▶ [What is being asked]: Each record that follows is to be output in full, precisely as written.

▶ [Entries shown]:
Issue #923, opened 2017-09-30
plugin to scrape website & convert HTML to markdown


100ideas:
[<img alt="Issuehunt badges" src="https://img.shields.io/badge/IssueHunt-%24100%20Rewarded-%237E24E3.svg" />](https://issuehunt.io/r/BoostIo/Boostnote/issues/923)

I'm enjoying boostnote after switching from evernote & quiver.app - thank you to everyone who has contributed to this promising open source tool.

I keep a "code" notebook for technical notes-to-self and today I wanted to add a "clipping" of a [blog post](https://shapeshed.com/command-line-utilities-with-nodejs/) to it. I wasn't sure what the best way was (sometimes I try copying-and-pasting directly from the browser, which worked OK in quiver's rich-text note mode... but rtf, gross), so I tried out a few tools for automatically converting from HTML to markdown.

[`pandoc`](http://pandoc.org/MANUAL.html) has a command-line option to fetch content from URL and can convert to/from HTML, markdown, and many other formats.  Install on osx with `brew install pandoc`, then:

```bash
pandoc -f html --normalize --wrap=none -t markdown_github+backtick_code_blocks+autolink_bare_uris -o output.md <URL>
```
as a handy [fish](https://fishshell.com/) shell function:
```fish
❯ function panscrape --description='usage: panscrape [URL] > blog_clipping.md'
      pandoc -f html --normalize --wrap=none -t markdown_github+backtick_code_blocks+autolink_bare_uris $argv
  end
❯ funcsave panscrape
❯ panscrape "https://shapeshed.com/command-line-utilities-with-nodejs/" > clipping.md

# or to copy directly to system clipboard
❯ panscrape "https://shapeshed.com/command-line-utilities-with-nodejs/" | pbcopy
```

Pandoc does an OK job but isn't definitely not perfect, so some manual editing of the output may be necessary, for instance deleting header & footer content. 

![html-md-conversion-pandoc-boostnote](https://user-images.githubusercontent.com/57006/31045328-2ebcc570-a596-11e7-8b04-b5f5cbcb42dc.png)

If you don't want to install anything, [fuckyeahmarkdown.com](http://fuckyeahmarkdown.com) seems to have an alright hosted converter.

### feature request
Add a command (plugin?) to Boostnote that takes a URL as input, scrapes the page, converts the html to markdown, and creates a new note filled with the result.

Starting points:
[...]

Issue #1980, opened 2018-05-26
v0.11.5 image not shown


eugenia1815:
# Current behavior
<img width="1192" alt="image" src="https://user-images.githubusercontent.com/33351735/40571818-fb3437de-60e2-11e8-9996-9c224999a69d.png">

# Expected behavior
<img width="1201" alt="image" src="https://user-images.githubusercontent.com/33351735/40571791-9843a52e-60e2-11e8-9f88-90594a2110c0.png">

# Environment

- Version : v0.11.5
- OS Version and name : Sierra 10.12.6

Seanybalabala:
Yes, I have encounted the issue too. Now, images can only be displayed by using absolute path which is quite annoying.

i5uhail:
Able to reproduce the same. Hopefully a fix will be in place soon.

hminle:
I have this issue too, I don't want to upgrade. How to stop upgrade, because v0.11.4 is better, it does not have image issue

hminle:
This is a huge bug, can anyone help?

ehhc:
hi together, i fear it is my fault. I explained the problem here: https://github.com/BoostIO/Boostnote/issues/1941#issuecomment-390644169
I am very sorry for the problems i caused.. i've already submitted a PR that hopefully fixes the problem, but it can't be released before the next version (in 2-3 weeks,,,).

@OnlineVagrant  what is the problem with drag&drop? If there is an error in the development console, could you please post it?

as a current workaround: if you rename the folder "images" at your boostnote storage location to "attachments" it might work again (see the comment linked above for the explanation)

OnlineVagrant:
@ehhc When in edit mode drag and drop works well but in the split view mode it does not display when dragging and dropping. I just realised if you move the cursor by adding another photo or pressing enter the photo gets displayed.

There is an error but I think it is unrelated.

![one](https://user-images.githubusercontent.com/39413259/40581200-a522cd06-6128-11e8-9753-29f3721bfc04.JPG)

![two](https://user-images.githubusercontent.com/39413259/40581203-b09cf9a4-6128-11e8-94cd-85942b2c1bcb.JPG)

![error](https://user-images.githubusercontent.com/39413259/40581204-b7c22ede-6128-11e8-9548-0f7c967098f9.JPG)

ehhc:
@OnlineVagrant thank you for your answer. Yes it is unrelated but it will be (hopefully) fixed with the next release as well :)
[...]

PR #3099, opened 2019-06-29
Html to md feature

AWolf81:
## Description

I'm addressing the requested review from PR #1980. If I've missed anything please let me know. @StormBurpee I've based this on your branch and addressed the review comments - hope that's OK.

I think the feature is working as expected. The only thing that I have noticed is that the image is not copied to the created note.

What do you think can we address that after this PR or should I put some work into it and check it? But I think we would have to discuss this a bit e.g. copy the image as an asset or create a link to the original location. I think copying would be better.

**To the test:**
Is the test OK? It just checks that the created note is written to disc and that the keys are correct. I think that's OK as we don't have to check that `Turndown` is converting the html to markdown correctly.
Or is there anything else to test?

## Issue fixed

#923 

## Type of changes

## Checklist:

## Screenshots
**Link below the other new note options**
grafik

**Import dialog with error text**
grafik

---

<details>
<summary>
<b>IssueHunt Summary</b>
</summary>

### Referenced issues

This pull request has been submitted to:
- [#923: plugin to scrape website & convert HTML to markdown](https://issuehunt.io/repos/53266139/issues/923)
---

IssueHunt has been backed by the following sponsors. [Become a sponsor](https://issuehunt.io/membership/members)
</details>


browser/main/lib/dataApi/createNoteFromUrl.js
```diff
@@ -0,0 +1,90 @@
...
+
+function createNoteFromUrl (url, storage, folder, dispatch = null, location = null) {
+  return new Promise((resolve, reject) => {
+    const td = new TurndownService()
+
+    if (!validateUrl(url)) {
+      reject({result: false, error: 'Please check your URL is in correct format. (Example, https://www.google.com)'})
+    }
+
+    const request = url.includes('https') ? https : http
```
ZeroX-DG: Can you replace this with `url.startsWith("https")` instead?

ZeroX-DG:
@AWolf81 Can you fix the wrong color for dracula theme?
image

Also,  it seem that the code doesn't work on tables, can you check again? For example, try this URL and take a look at the table section.
https://github.com/adam-p/markdown-here/wiki/Markdown-Cheatsheet

arcturus140:
@ZeroX-DG darcula not dracula 🤣

AWolf81:
@ZeroX-DG fixed Dracula theme and added the gfm turndown plugin.

Table generation is not working perfectly but I'm not sure how to fix it. Text between two tables is not correctly rendered (see below screenshot). Adding a new line after the first table fixes the rendering. With-out the space it is rendering the three parts in tbodys. With the space the text is a p-tag and the rest are two tables.
I'll create a minimal example to reproduce the issue and maybe I ask at turndown repo. why it is occuring.

grafik

browser/main/lib/dataApi/createNoteFromUrl.js
```diff
@@ -0,0 +1,90 @@
...
+
+      res.on('data', (chunk) => {
+        data += chunk
+      })
+
+      res.on('end', () => {
+        const html = document.createElement('html')
+        html.innerHTML = data
+
+        const scripts = html.getElementsByTagName('script')
```
ZeroX-DG: @AWolf81 Instead of doing this, can we use the turndown remove rule?
https://github.com/domchristie/turndown#removefilter

AWolf81: @zerox-DG good idea. I'll change this in one week as I'm without a computer at the moment.

`remove` filter should simplify this.

AWolf81: @ZeroX-DG OK, I've changed the filtering. I've created a  basic Codesandbox example to check that the `script` tag is not available in Bootstnote.

https://4bckd.csb.app/

If you open the URL in the browser it will execute an `alert` and in BoostNote there is no `script` tag available.
Is there more I can test?

The `html` constant can be removed as Turndown is handling the conversion string to md - it was just there for the script filtering.

ZeroX-DG: I think it looks good now. Thank you for your contribution!

Flexo013:
Found an edgecase where this can crash the new note menu:
https://github.com/BoostIO/Boostnote/issues/3308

▶ [Task result]:
Issue #923, opened 2017-09-30
plugin to scrape website & convert HTML to markdown


100ideas:
[<img alt="Issuehunt badges" src="https://img.shields.io/badge/IssueHunt-%24100%20Rewarded-%237E24E3.svg" />](https://issuehunt.io/r/BoostIo/Boostnote/issues/923)

I'm enjoying boostnote after switching from evernote & quiver.app - thank you to everyone who has contributed to this promising open source tool.

I keep a "code" notebook for technical notes-to-self and today I wanted to add a "clipping" of a [blog post](https://shapeshed.com/command-line-utilities-with-nodejs/) to it. I wasn't sure what the best way was (sometimes I try copying-and-pasting directly from the browser, which worked OK in quiver's rich-text note mode... but rtf, gross), so I tried out a few tools for automatically converting from HTML to markdown.

[`pandoc`](http://pandoc.org/MANUAL.html) has a command-line option to fetch content from URL and can convert to/from HTML, markdown, and many other formats.  Install on osx with `brew install pandoc`, then:

```bash
pandoc -f html --normalize --wrap=none -t markdown_github+backtick_code_blocks+autolink_bare_uris -o output.md <URL>
```
as a handy [fish](https://fishshell.com/) shell function:
```fish
❯ function panscrape --description='usage: panscrape [URL] > blog_clipping.md'
      pandoc -f html --normalize --wrap=none -t markdown_github+backtick_code_blocks+autolink_bare_uris $argv
  end
❯ funcsave panscrape
❯ panscrape "https://shapeshed.com/command-line-utilities-with-nodejs/" > clipping.md

# or to copy directly to system clipboard
❯ panscrape "https://shapeshed.com/command-line-utilities-with-nodejs/" | pbcopy
```

Pandoc does an OK job but isn't definitely not perfect, so some manual editing of the output may be necessary, for instance deleting header & footer content. 

![html-md-conversion-pandoc-boostnote](https://user-images.githubusercontent.com/57006/31045328-2ebcc570-a596-11e7-8b04-b5f5cbcb42dc.png)

If you don't want to install anything, [fuckyeahmarkdown.com](http://fuckyeahmarkdown.com) seems to have an alright hosted converter.

### feature request
Add a command (plugin?) to Boostnote that takes a URL as input, scrapes the page, converts the html to markdown, and creates a new note filled with the result.

Starting points:
[...]

Issue #1980, opened 2018-05-26
v0.11.5 image not shown


eugenia1815:
# Current behavior
<img width="1192" alt="image" src="https://user-images.githubusercontent.com/33351735/40571818-fb3437de-60e2-11e8-9996-9c224999a69d.png">

# Expected behavior
<img width="1201" alt="image" src="https://user-images.githubusercontent.com/33351735/40571791-9843a52e-60e2-11e8-9f88-90594a2110c0.png">

# Environment

- Version : v0.11.5
- OS Version and name : Sierra 10.12.6

Seanybalabala:
Yes, I have encounted the issue too. Now, images can only be displayed by using absolute path which is quite annoying.

i5uhail:
Able to reproduce the same. Hopefully a fix will be in place soon.

hminle:
I have this issue too, I don't want to upgrade. How to stop upgrade, because v0.11.4 is better, it does not have image issue

hminle:
This is a huge bug, can anyone help?

ehhc:
hi together, i fear it is my fault. I explained the problem here: https://github.com/BoostIO/Boostnote/issues/1941#issuecomment-390644169
I am very sorry for the problems i caused.. i've already submitted a PR that hopefully fixes the problem, but it can't be released before the next version (in 2-3 weeks,,,).

@OnlineVagrant  what is the problem with drag&drop? If there is an error in the development console, could you please post it?

as a current workaround: if you rename the folder "images" at your boostnote storage location to "attachments" it might work again (see the comment linked above for the explanation)

OnlineVagrant:
@ehhc When in edit mode drag and drop works well but in the split view mode it does not display when dragging and dropping. I just realised if you move the cursor by adding another photo or pressing enter the photo gets displayed.

There is an error but I think it is unrelated.

![one](https://user-images.githubusercontent.com/39413259/40581200-a522cd06-6128-11e8-9753-29f3721bfc04.JPG)

![two](https://user-images.githubusercontent.com/39413259/40581203-b09cf9a4-6128-11e8-94cd-85942b2c1bcb.JPG)

![error](https://user-images.githubusercontent.com/39413259/40581204-b7c22ede-6128-11e8-9548-0f7c967098f9.JPG)

ehhc:
@OnlineVagrant thank you for your answer. Yes it is unrelated but it will be (hopefully) fixed with the next release as well :)
[...]

PR #3099, opened 2019-06-29
Html to md feature

AWolf81:
## Description

I'm addressing the requested review from PR #1980. If I've missed anything please let me know. @StormBurpee I've based this on your branch and addressed the review comments - hope that's OK.

I think the feature is working as expected. The only thing that I have noticed is that the image is not copied to the created note.

What do you think can we address that after this PR or should I put some work into it and check it? But I think we would have to discuss this a bit e.g. copy the image as an asset or create a link to the original location. I think copying would be better.

**To the test:**
Is the test OK? It just checks that the created note is written to disc and that the keys are correct. I think that's OK as we don't have to check that `Turndown` is converting the html to markdown correctly.
Or is there anything else to test?

## Issue fixed

#923 

## Type of changes

## Checklist:

## Screenshots
**Link below the other new note options**
grafik

**Import dialog with error text**
grafik

---

<details>
<summary>
<b>IssueHunt Summary</b>
</summary>

### Referenced issues

This pull request has been submitted to:
- [#923: plugin to scrape website & convert HTML to markdown](https://issuehunt.io/repos/53266139/issues/923)
---

IssueHunt has been backed by the following sponsors. [Become a sponsor](https://issuehunt.io/membership/members)
</details>


browser/main/lib/dataApi/createNoteFromUrl.js
```diff
@@ -0,0 +1,90 @@
...
+
+function createNoteFromUrl (url, storage, folder, dispatch = null, location = null) {
+  return new Promise((resolve, reject) => {
+    const td = new TurndownService()
+
+    if (!validateUrl(url)) {
+      reject({result: false, error: 'Please check your URL is in correct format. (Example, https://www.google.com)'})
+    }
+
+    const request = url.includes('https') ? https : http
```
ZeroX-DG: Can you replace this with `url.startsWith("https")` instead?

ZeroX-DG:
@AWolf81 Can you fix the wrong color for dracula theme?
image

Also,  it seem that the code doesn't work on tables, can you check again? For example, try this URL and take a look at the table section.
https://github.com/adam-p/markdown-here/wiki/Markdown-Cheatsheet

arcturus140:
@ZeroX-DG darcula not dracula 🤣

AWolf81:
@ZeroX-DG fixed Dracula theme and added the gfm turndown plugin.

Table generation is not working perfectly but I'm not sure how to fix it. Text between two tables is not correctly rendered (see below screenshot). Adding a new line after the first table fixes the rendering. With-out the space it is rendering the three parts in tbodys. With the space the text is a p-tag and the rest are two tables.
I'll create a minimal example to reproduce the issue and maybe I ask at turndown repo. why it is occuring.

grafik

browser/main/lib/dataApi/createNoteFromUrl.js
```diff
@@ -0,0 +1,90 @@
...
+
+      res.on('data', (chunk) => {
+        data += chunk
+      })
+
+      res.on('end', () => {
+        const html = document.createElement('html')
+        html.innerHTML = data
+
+        const scripts = html.getElementsByTagName('script')
```
ZeroX-DG: @AWolf81 Instead of doing this, can we use the turndown remove rule?
https://github.com/domchristie/turndown#removefilter

AWolf81: @zerox-DG good idea. I'll change this in one week as I'm without a computer at the moment.

`remove` filter should simplify this.

AWolf81: @ZeroX-DG OK, I've changed the filtering. I've created a  basic Codesandbox example to check that the `script` tag is not available in Bootstnote.

https://4bckd.csb.app/

If you open the URL in the browser it will execute an `alert` and in BoostNote there is no `script` tag available.
Is there more I can test?

The `html` constant can be removed as Turndown is handling the conversion string to md - it was just there for the script filtering.

ZeroX-DG: I think it looks good now. Thank you for your contribution!

Flexo013:
Found an edgecase where this can crash the new note menu:
https://github.com/BoostIO/Boostnote/issues/3308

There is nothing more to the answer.